Yes, I know of the one inch per gallon rule, which is why when we got the fish I told her just the beta and the goldfish (it might not be an actual goldfish since all this happened in a foreign country and they have different names). The beta is about two inches and the goldfish about 1 1/2, so I thought a 3 gallon bowl would serve ok. However, given your comment about their organs failing and them dying, it probably was a goldfish since that is basically what happened I think. It is good to know for the future. Anyway, a couple friends got her the extra fish, and when I found out it was too late and they were already there. I talked to her about maybe getting a small tank instead of a large bowl, but we couldn't (long story here, too). Also, the tetra is only about 1 1/2 inches (or so), does that mean it isn't fully grown? If you want to see the three fish please look at my tanks with my profile because I have a photo of the bowl there. I am pretty sure I have the species correct, but if I am wrong I would like to know. I'll talk to my fiancee tomorrow again about all this.

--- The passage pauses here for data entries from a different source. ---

PR #370, opened 2026-08-16
aarch64: set bit 14 for encoding [S|U]MULH

carenas:
The documentation[1] and at least GNU `as` matches the new encoding.

[1] https://support.arm.com/documentation/ddi0602/2026-06/Base-Instructions/SMULH--Signed-multiply-high-?lang=en


zherczeg:
New encoding? Why is that changed? Is it compatible with old cpus?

For now she has separated the tetra from the others but getting more fish just isn't an option. Unfortunately, neither is taking them back to the store. It isn't about the money, the store just won't take them back. Period. The depressing thing is she would love a large tank but can't have one for numerous reasons. Like I said, she was really upset when the goldfish died a couple weeks ago, and I would hate for her to lose the others... Otherwise, she takes good care of the bowl and is careful about feeding. Once we're married and she moves here will do some research, talk to some experts, and probably have a larger tank then. As a side note, does anyone know the procedure for bringing fish into the U.S.? Thanks again for all the help and info, I just wish I had better news to give her.


----------



## groverjr (Feb 8, 2009)

My fiancee wants to know since she has separated the tetra into another bowl (I guess about 2 gallons...?), would it be better to buy one more danio for the original bowl (with the beta) and/or one more tetra for the second bowl? She wants those fish to have company, but I am worried about it being too crowded. Thoughts?


----------



## 1077 (Apr 16, 2008)

I would ,were it me,, (and it aint) explain to my girlfiend or future wife that Fish don't belong in bowls . A ten gal tank with filter and heater would allow you Way more options. A ten gal tank would set on top of TV , kitchen counter,closet shelf, hell ,on top of the fridge. Small tanks are very unforgiving when it comes to maintaining water quality which all fish need. the bowls will need two to three water changes a week depending on how much food is being offered. You will be doing no service to the fish by keeping them in bowls. That is my theory as to why nearly 80 percent of sick fish issues are in regards to Bettas. they simply don't do well in the long term in bowls unless diligent maint is performed.


----------